Riyan Fadli • Dipublikasikan Selasa, 11 Agustus 2026 | 12:17 WIB
KEMERDEKAAN: Kondisi bendera merah-putih yang terbentang di atas jalan Denasri Kulon
KEMERDEKAAN: Kondisi bendera merah-putih yang terbentang di atas jalan Denasri Kulon

METROPEKALONGAN.COM, Batang- Cara unik dan inspiratif dilakukan warga RT 04 RW 02 Desa Denasri Kulon, Kecamatan Batang, dalam menyambut HUT ke-81 Kemerdekaan RI tahun 2026. Tak hanya membentangkan bendera Merah Putih sepanjang 250 meter, mereka juga menyiapkan sajian tradisional lengko dengan panjang yang sama.

Semangat nasionalisme di kampung ini tumbuh subur lewat kreativitas dan tradisi kumpul warga. Tahun ini, nuansa kemerdekaan dipadukan secara epik dengan pelestarian kuliner jadul.

Ketua RT 04 RW 02 Desa Denasri Kulon, Abdul Ghofur, mengungkapkan bahwa bendera sepanjang 250 meter tersebut merupakan inventaris dari perayaan HUT ke-80 RI tahun 2025 lalu.

“Masih yang tahun kemarin, soalnya kita pertahankan masih bagus. Kita pasang lagi,” kata Abdul Ghofur.

Meski menggunakan bendera lama, kreativitas warga justru semakin terasah. Mereka memperkuat rangka penyangga dengan memasang tiang setiap tujuh meter. Agar suasana malam makin semarak, lampu hias kemerdekaan turut dipasang pada setiap rangka dengan jarak 10 meter. 

Baca Juga: Peternak Ayam di Jawa Tengah Mulai Hilangan Kesabaran, Harga Telur Anjlok, Biaya Pakan Terus Melonjak

Bagi warga Denasri Kulon, dekorasi megah ini bukan sekadar pamer, melainkan simbol kebersamaan dan gotong royong yang terus dipelihara.

Kreativitas warga tak berhenti pada hiasan jalan. Lewat proses musyawarah, muncul gagasan untuk menghadirkan makanan tradisional yang dekat dengan keseharian masyarakat setempat.

“Awalnya mau bikin macam-macam, tapi disepakati warga, katanya lengko. Lengko saja, katanya,” ujar Abdul Ghofur.

Jajanan berbahan dasar singkong ini dipilih karena kesederhanaan dan kesan jadulnya yang justru dirindukan. Rencananya, meja-meja akan ditata memanjang di tengah jalan desa, lalu sajian lengko disusun memanjang hingga 250 meter, angka ini disesuaikan dengan bentangan wilayah RT mereka.
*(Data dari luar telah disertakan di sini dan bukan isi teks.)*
PR #13967, opened 2022-11-21
dont wait for timeout on None response

almogdepaz:
Allow None responses from failed calls to other nodes to not wait-out the timeout

currently if a request fails the serving node doesn't respond with a message which makes the  receiving node wait the full request timeout before we return 

this changes that so on the serving node we catch failures and return an empty message of a new type,
and on the calling node catch this empty message and return  None to the calling method (similar behavior to timeout)

no

this is covered by existing tests, a unittest was added to make sure this actually works as intended


arvidn (commented):
this is just implementing support for the requestor to consider this new message a failure. As far as I can tell, there's no request that actually responds with this new message when it fails. I was under the impression that most requests already have a failure message type. Is that not the case?

chia/server/server.py
```diff
@@ -639,6 +639,13 @@ async def wrapped_coroutine() -> Optional[Message]:
                     if response is not None:
                         response_message = Message(response.type, full_message.id, response.data)
                         await connection.send_message(response_message)
+                    elif metadata.reply_types:
```
almogdepaz, line 642: @arvidn this is where we catch the failed request and return a failure message instead of just not responding

almogdepaz:
> this is just implementing support for the requestor to consider this new message a failure. As far as I can tell, there's no request that actually responds with this new message when it fails. I was under the impression that most requests already have a failure message type. Is that not the case?

this is incorrect, currently inside server py we only catch methods that resulted in something other then None and we send a message with the result, i added a section where if the result was None we now make a new "none response" message
so the calling node is notified and doesn't wait the full timeout, we dont have this machnisem for any of our methods as far as i know except for request_block_headers that has a reject response

chia/server/server.py
```diff
@@ -639,6 +639,14 @@ async def wrapped_coroutine() -> Optional[Message]:
                     if response is not None:
                         response_message = Message(response.type, full_message.id, response.data)
                         await connection.send_message(response_message)
+                    # check that this call needs a reply
+                    elif metadata.reply_types is not None and len(metadata.reply_types) > 0:
```
almogdepaz, line 643: @arvidn this is where we catch the failed request and return a failure message instead of just not responding

altendky: So the `.reply_types` aren't actually used anywhere else.  In https://github.com/Chia-Network/chia-blockchain/pull/13565 I refactored from multiple api decorators, one for each piece of information, to a single decorator.  While doing so I noticed that the information from the reply type decoration wasn't used.  It seemed like it should be used instead of the separately defined mapping.

https://github.com/Chia-Network/chia-blockchain/blob/f9f74481713b0edce85fcc6dbb000fe840b2a7db/chia/protocols/protocol_state_machine.py#L14-L45

But...  I hadn't gotten back to refactoring that duplication/dead code.  I hesitate to use `.reply_types` in the mean time since it may not be in sync with the other definition of the data.

altendky (dismissed):

chia/server/server.py
almogdepaz: asserting the correct message type is done here

https://github.com/Chia-Network/chia-blockchain/blob/4db7fa956c72d9295a2d58b0ddf7651b33ed93af/chia/server/ws_connection.py#L366

arvidn (approved):

arvidn (dismissed):
part of me feels like this is an awkward protocol. Generally, every request ought to have well defined success and failure messages. It's fine to have generic failure messages shared by different requests. But this looks like covering the case "oops, we have a bug; we better respond with *something*". But maybe I'm misunderstanding.

almogdepaz:
> part of me feels like this is an awkward protocol. Generally, every request ought to have well defined success and failure messages. It's fine to have generic failure messages shared by different requests. But this looks like covering the case "oops, we have a bug; we better respond with _something_". But maybe I'm misunderstanding.

agree on the awkward part, i feel this whole thing needs a refactor mostly to get all the working parts in one coherent place so its easy to follow .

this covers all the cases of us failing to come out with a response to a call that expects something back (that can happen for various reasons although rare )

im not sure requiring a dedicated reject response for each call (as done in request_block_headers) is better since that leaves it to the devs to remember to add it and its needed for every call that expects something back (or at least i cant think of where we dont want it)

chia/server/ws_connection.py
```diff
@@ -558,3 +558,6 @@ def get_peer_logging(self) -> PeerInfo:
             return PeerInfo(self.peer_host, port)
         else:
             return info
+
+    def has_capability(self, Capability) -> bool:
+        return Capability in self.peer_capabilities
```
altendky, line 563: https://github.com/Chia-Network/chia-blockchain/actions/runs/3592717699/jobs/6048798710#step:9:100
> `chia/server/ws_connection.py:562: error: Function is missing a type annotation for one or more arguments  [no-untyped-def]`


```suggestion
    def has_capability(self, capability: Capability) -> bool:
        return capability in self.peer_capabilities
```

almogdepaz: damn, thanks

arvidn (approved):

Jika bendera 250 meter menjadi simbol nasionalisme, maka lengko 250 meter ini menjadi identitas kultural yang merekatkan warga. Menariknya lagi, hajatan kuliner ini tidak dipungut biaya sepeser pun. “Memang ini gratis. Semua warga boleh ikut, warga dari mana saja,” katanya.

Rangkaian perayaan HUT RI ke-81 di Denasri Kulon akan dimulai tepat pada 17 Agustus 2026. Warga akan menggelar jalan sehat pukul 06.00 WIB, yang dilanjutkan dengan berbagai perlombaan seru serta pembagian doorprize.

Sementara itu, pesta makan lengko massal sepanjang 250 meter akan menjadi puncak acara pada 28 Agustus 2026 mendatang.

Di tengah modernisasi cara generasi muda merayakan kemerdekaan, warga Denasri Kulon Batang memilih jalannya sendiri. Mereka membuktikan bahwa mencintai Indonesia bisa dimulai dari hal sederhana: menjaga kebersamaan di kampung sendiri, menghidupkan tradisi berbagi, dan melestarikan kearifan lokal.(yan)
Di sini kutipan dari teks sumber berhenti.